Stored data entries
PR #18, opened 2023-06-27
feat: hardware-verifier

jneo8:
- hardware-verifier for
  - perccli
  - sas2ircu
  - sas3ircu
  - storcli
  - megacli
- Refactor VendorXXX to HWToolXXX
- Refactor the config of hardware to use Enum instead of string.

### DIFF
--- a/src/hardware.py
+++ b/src/hardware.py
@@ -1,0 +1,45 @@
+"""Hardware support config and command helper."""
+import json
+import logging
+import subprocess
+import typing as t
+
+from config import HWTool
+
+logger = logging.getLogger(__name__)
+
+
+SUPPORTED_STORAGES = {
+    HWTool.SAS2IRCU: [
+        # Broadcom
+        "SAS2004",
+        "SAS2008",
+        "SAS2108",
+        "SAS2208",
+        "SAS2304",
+        "SAS2308",
+    ],
+    HWTool.SAS3IRCU: [
+        # Broadcom
+        "SAS3004",
+        "SAS3008",
+    ],
+    HWTool.SSACLI: [
+        "Smart Array Gen8 Controllers",
+        "Smart Array Gen9 Controllers",
+    ],
+}
+
+
+def lshw(class_filter: t.Optional[str] = None) -> t.Any:
+    """Return lshw output as dict."""
+    cmd = "lshw -json"
+    if class_filter:
+        cmd = cmd + " -c " + class_filter
+    try:
+        output = subprocess.check_output(cmd.split(), text=True)
+        return json.loads(output)
+    except subprocess.CalledProcessError as err:
+        logger.error(err)
+        # Raise error because the cmd should always work.
+        raise err
--- a/src/hw_tools.py
+++ b/src/hw_tools.py
@@ -1,4 +1,7 @@
-"""Helper for vendoer's tools."""
+"""Helper for hardware tools.
+
+Define strategy for install, remove and verifier for different hardwares.
+"""
 import logging
 import os
 import shutil
@@ -11,7 +14,8 @@ from pathlib import Path
 from charms.operator_libs_linux.v0 import apt
 from ops.model import ModelError, Resources
 
-from config import SNAP_COMMON, TOOLS_DIR, TPR_VENDOR_TOOLS, VENDOR_TOOLS
+from config import SNAP_COMMON, TOOLS_DIR, TPR_RESOURCES, HWTool, StorageVendor, SystemVendor
+from hardware import SUPPORTED_STORAGES, lshw
 from keys import HP_KEYS
 
 logger = logging.getLogger(__name__)
@@ -70,6 +74,13 @@ def make_executable(src: Path) -> None:
 class StrategyABC(metaclass=ABCMeta):  # pylint: disable=R0903
     """Basic strategy."""
 
+    _name: HWTool
+
+    @property
+    def name(self) -> HWTool:
+        """Name."""
+        return self._name
+
 
 class APTStrategyABC(StrategyABC, metaclass=ABCMeta):
     """Strategy for apt install tool."""
@@ -90,7 +101,7 @@ class TPRStrategyABC(StrategyABC, metaclass=ABCMeta):
     """Third party resource strategy class."""
 
     @abstractmethod
-    def install(self, name: str, path: Path) -> None:
+    def install(self, path: Path) -> None:
         """Installation details."""
 
     @abstractmethod
@@ -101,13 +112,13 @@ class TPRStrategyABC(StrategyABC, metaclass=ABCMeta):
 class StorCLIStrategy(TPRStrategyABC):
     """Strategy to install storcli."""
 
-    name = "storcli"
+    _name = HWTool.STORCLI
     origin_path = Path("/opt/MegaRAID/storcli/storcli64")
-    symlink_bin = TOOLS_DIR / "storcli"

Try it:
Set the records above down again. Match them exactly.

Solution for this exercise:
PR #18, opened 2023-06-27
feat: hardware-verifier

jneo8:
- hardware-verifier for
  - perccli
  - sas2ircu
  - sas3ircu
  - storcli
  - megacli
- Refactor VendorXXX to HWToolXXX
- Refactor the config of hardware to use Enum instead of string.

### DIFF
--- a/src/hardware.py
+++ b/src/hardware.py
@@ -1,0 +1,45 @@
+"""Hardware support config and command helper."""
+import json
+import logging
+import subprocess
+import typing as t
+
+from config import HWTool
+
+logger = logging.getLogger(__name__)
+
+
+SUPPORTED_STORAGES = {
+    HWTool.SAS2IRCU: [
+        # Broadcom
+        "SAS2004",
+        "SAS2008",
+        "SAS2108",
+        "SAS2208",
+        "SAS2304",
+        "SAS2308",
+    ],
+    HWTool.SAS3IRCU: [
+        # Broadcom
+        "SAS3004",
+        "SAS3008",
+    ],
+    HWTool.SSACLI: [
+        "Smart Array Gen8 Controllers",
+        "Smart Array Gen9 Controllers",
+    ],
+}
+
+
+def lshw(class_filter: t.Optional[str] = None) -> t.Any:
+    """Return lshw output as dict."""
+    cmd = "lshw -json"
+    if class_filter:
+        cmd = cmd + " -c " + class_filter
+    try:
+        output = subprocess.check_output(cmd.split(), text=True)
+        return json.loads(output)
+    except subprocess.CalledProcessError as err:
+        logger.error(err)
+        # Raise error because the cmd should always work.
+        raise err
--- a/src/hw_tools.py
+++ b/src/hw_tools.py
@@ -1,4 +1,7 @@
-"""Helper for vendoer's tools."""
+"""Helper for hardware tools.
+
+Define strategy for install, remove and verifier for different hardwares.
+"""
 import logging
 import os
 import shutil
@@ -11,7 +14,8 @@ from pathlib import Path
 from charms.operator_libs_linux.v0 import apt
 from ops.model import ModelError, Resources
 
-from config import SNAP_COMMON, TOOLS_DIR, TPR_VENDOR_TOOLS, VENDOR_TOOLS
+from config import SNAP_COMMON, TOOLS_DIR, TPR_RESOURCES, HWTool, StorageVendor, SystemVendor
+from hardware import SUPPORTED_STORAGES, lshw
 from keys import HP_KEYS
 
 logger = logging.getLogger(__name__)
@@ -70,6 +74,13 @@ def make_executable(src: Path) -> None:
 class StrategyABC(metaclass=ABCMeta):  # pylint: disable=R0903
     """Basic strategy."""
 
+    _name: HWTool
+
+    @property
+    def name(self) -> HWTool:
+        """Name."""
+        return self._name
+
 
 class APTStrategyABC(StrategyABC, metaclass=ABCMeta):
     """Strategy for apt install tool."""
@@ -90,7 +101,7 @@ class TPRStrategyABC(StrategyABC, metaclass=ABCMeta):
     """Third party resource strategy class."""
 
     @abstractmethod
-    def install(self, name: str, path: Path) -> None:
+    def install(self, path: Path) -> None:
         """Installation details."""
 
     @abstractmethod
@@ -101,13 +112,13 @@ class TPRStrategyABC(StrategyABC, metaclass=ABCMeta):
 class StorCLIStrategy(TPRStrategyABC):
     """Strategy to install storcli."""
 
-    name = "storcli"
+    _name = HWTool.STORCLI
     origin_path = Path("/opt/MegaRAID/storcli/storcli64")
-    symlink_bin = TOOLS_DIR / "storcli"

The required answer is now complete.